Kubernetes Network Policies: Microsegmentation for Container Workloads

By default, every pod in Kubernetes can communicate with every other pod. Network Policies change that — we show you how.

devRocks Team · 25. February 2026 ·
Kubernetes Security Networking Calico
Kubernetes Network Policies: Microsegmentation for Container Workloads

The Problem: Flat Network

In a standard Kubernetes cluster, every pod can reach every other pod — regardless of the namespace. This is convenient for developers but a nightmare for security teams.

Understanding Network Policies

Network Policies are Kubernetes-native firewall rules at the pod level. They define which traffic is allowed — everything else is blocked (default deny).

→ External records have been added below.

PR #2291, opened 2018-01-02
ensure styles are encoded properly by force

rgbkrk:
This fixes up an issue where the `"` in the style were being turned into `&quot;`. There's one other-ssr related issue here where an extra (or missing) `<div />` is causing an error on client side render.

### DIFF
--- a/applications/notebook-on-next/pages/edit.js
+++ b/applications/notebook-on-next/pages/edit.js
@@ -69,7 +69,9 @@ export default class Edit extends React.Component<*> {
     if (!this.props.serverNotebook) return <Error />;
     return (
       <div>
-        <style>{`@media print {
+        <style
+          dangerouslySetInnerHTML={{
+            __html: `@media print {
           * {
             box-shadow: none !important;
           }
@@ -117,7 +119,9 @@ export default class Edit extends React.Component<*> {
             "Segoe UI", Helvetica, Arial, sans-serif, "Apple Color Emoji",
             "Segoe UI Emoji", "Segoe UI Symbol";
           font-size: 1em;
-        }`}</style>
+        }`
+          }}
+        />
         <Provider store={store}>
           <div>
             <NotebookApp />;
--- a/applications/notebook-on-next/pages/index.js
+++ b/applications/notebook-on-next/pages/index.js
@@ -25,7 +25,16 @@ class Input extends React.Component {
 
   render() {
     return (
-      <div className="centering">
+      <div>
+        <div className="centering">
+          <input
+            placeholder="Gist ID"
+            value={this.state.gistid}
+            onChange={this.handleChange}
+            onKeyDown={this.handleKeydown}
+          />
+          <button onClick={this.handleConfirm}>Launch Notebook</button>
+        </div>
         <style jsx>{`
           .centering {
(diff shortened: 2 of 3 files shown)


applications/notebook-on-next/pages/edit.js
```diff
@@ -69,7 +69,9 @@ export default class Edit extends React.Component<*> {
     if (!this.props.serverNotebook) return <Error />;
     return (
       <div>
-        <style>{`@media print {
+        <style
+          dangerouslySetInnerHTML={{
```
mpacer, line 73: Could we use `<style jsx-global>` to avoid needing to use dangerouslySetInnerHtml?

applications/notebook-on-next/pages/index.js
```diff
@@ -25,7 +25,16 @@ class Input extends React.Component {
 
   render() {
     return (
-      <div className="centering">
+      <div>
```
mpacer, line 28: Can’t we return an array of elements with react 16? Unless there’s a css rule expecting this… what do we gain from a blank wrapper `div`?

packages/core/src/providers/notebook-app.js
```diff
@@ -392,7 +392,16 @@ export class NotebookApp extends React.PureComponent<Props> {
             padding-right: 10px;
           }
         `}</style>
-        <style>{`:root { ${themes[this.props.theme]} } `}</style>
+        <style
+          dangerouslySetInnerHTML={{
```
mpacer, line 396: Same comment as above re: style jsx

applications/notebook-on-next/pages/edit.js
rgbkrk: `style-jsx` can't do nested, like with `@media print`

applications/notebook-on-next/pages/index.js
rgbkrk: I tried to use a [fragment](https://reactjs.org/blog/2017/11/28/react-v16.2.0-fragment-support.html) here, but the webpack build was failing with it. Not sure if it was a next, babel, or flow issue.

packages/core/src/providers/notebook-app.js
rgbkrk: styled-jsx can't handle the css variable `:root` appropriately, the build will just fail.

applications/notebook-on-next/pages/index.js
lgeiger: Looks like we need to wait for babel 7 to support fragments: https://github.com/zeit/next.js/issues/3356

lgeiger (approved):
Thanks!

applications/notebook-on-next/pages/index.js
rgbkrk: Oh hey I didn’t realize I could use React.Fragment. I can change that here.

lgeiger: Sorry, merged too fast. I should've read the whole issue.

rgbkrk: Eh, all good. Leaves it as an opportunity for someone else. 😄

PR #2292, opened 2018-01-02
speed up action creators with fake(r) data

rgbkrk:
Invoking commutable to create the dummy notebook for each of these tests makes the actions tests much slower than they need to be, relative to a real test.


lgeiger (approved):
LGTM

PR #2293, opened 2018-01-02
Remove styled-jsx workarounds

lgeiger:
https://github.com/zeit/styled-jsx/issues/329 is fixed and we're hoisting our dependencies so we can remove a few workarounds.


rgbkrk:
Sweet!

PR #2302, opened 2018-01-03
set URL query on gitref/repo update for [play]

rgbkrk:
This is going to make it so that when a user submits a change to the gitref and repo, the URL will change.

Major problem though: the props aren't _actually_ being updated for `gitref` and `repo`. It looks like they're only local state to the component...

### DIFF
--- a/applications/play/components/Main.js
+++ b/applications/play/components/Main.js
@@ -1,6 +1,7 @@
 // @flow
 import * as React from "react";
 import Head from "next/head";
+import Router from "next/router";
 
 import CodeMirrorEditor from "@nteract/editor";
 import { BinderConsole } from "./consoles";
@@ -14,6 +15,7 @@ import * as utils from "../utils";
 
 const NTERACT_LOGO_URL =
   "https://media.githubusercontent.com/media/nteract/logos/master/nteract_logo_cube_book/exports/images/svg/nteract_logo_wide_purple_inverted.svg";
+
 class Main extends React.Component<*, *> {
   constructor(props) {
     super(props);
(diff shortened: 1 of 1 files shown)


rgbkrk:
Sure enough, those are still doing ye ole `setState`, no going through redux.

rgbkrk:
Ah, we're not _using_ the `submitBinderForm` action yet.

rgbkrk:
Ok, all set! Now we've got eminently sharable URLs (sans content publishing).

rgbkrk:
Fair warning on the PR though -- while I was hacking on it I was able to crash my devtools (in Chrome) several times. I'm not sure if/what caused this and if it related to the router updates. I _really_ only care about the shown location.

rgbkrk:
No more WIP tag, ready for review (especially the actual routing bit).

applications/play/components/Main.js
```diff
@@ -273,34 +311,37 @@ class Main extends React.Component<*, *> {
...
-    "entities",
-    "serversById",
-    state.ui.currentServerId,
-    "server"
-  ])
-});
+const mapStateToProps = state => {
+  return {
+    repo: state.ui.repo,
+    gitref: state.ui.gitref,
```
theengineear, line 332: If we're going to store the `repo` and `gitref` in the url, we should remove it from the `ui` state. I.e., we want a single source of truth.

To handle this, I think we have access to a `url` prop for our `Page` component as documented in https://github.com/zeit/next.js/#shallow-routing.

I think the appropriate flow would be the following (not thinking about server failures yet...):

1. User submits binder form
2. We push a change to the url (shallow route)
3. `componentWillReceiveProps` notices a change to the `repo` and/or `gitref` (might even want to store these together as a single query param for clarity) and dispatches an action to create a new server connection.

On the initial page load, we should be able to more-or-less kick off the same action from `componentDidMount`, right?

theengineear: @rgbkrk is there any reason that we'd want to have this information live in our ui state and in the url?

rgbkrk: > On the initial page load, we should be able to more-or-less kick off the same action from componentDidMount, right?

Ah yeah we could do that.

rgbkrk: > is there any reason that we'd want to have this information live in our ui state and in the url?

The way I think of it is that there are two views (that are stateful) that show the current true state of `gitref` and `repo`:

* URL
* form

The way I triggered this right now is that the URL only shows the current state of actual submitted binder so that's it's copy-pastable by user. I don't have much opinion on this other than making sure that the user has a nice URL to copy that reflects what they'd like to share with others.

rgbkrk:
Since I think we've got some more to fix up here, I'm going to ship the current packages as is and we can refine this before shipping play again.

rgbkrk:
I rebased this, though I haven't addressed the concerns about location state. Still need to tackle that at some point.

theengineear (approved):

Issue #2360, opened 2018-01-11
flowconfig issue


rgbkrk:
It just dawned on me that our flow config is wrong.

```
module.name_mapper='^@nteract/(.*)$' -> '<PROJECT_ROOT>/packages/$1/src/'
```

  • Ingress Policies: Control incoming traffic — which pods are allowed to communicate with this pod?
  • Egress Policies: Control outgoing traffic — where is this pod allowed to establish connections?
  • Label-based: Policies select pods via labels, not IP addresses — dynamic and Kubernetes-native.

Best Practices

  • Default Deny: Start with a policy that blocks all traffic, then allow selectively.
  • Namespace Isolation: Separate environments (dev, staging, prod) at the namespace level with policies.
  • Allow DNS: Do not forget to allow egress to port 53 (DNS) — otherwise service discovery will stop working.
  • CNI Plugin: Ensure your CNI plugin supports Network Policies. Calico and Cilium are recommended.

Conclusion

Network Policies are a must for production Kubernetes clusters. They cost nothing, are declaratively manageable, and drastically reduce the attack surface. At devRocks, they are part of every cluster setup.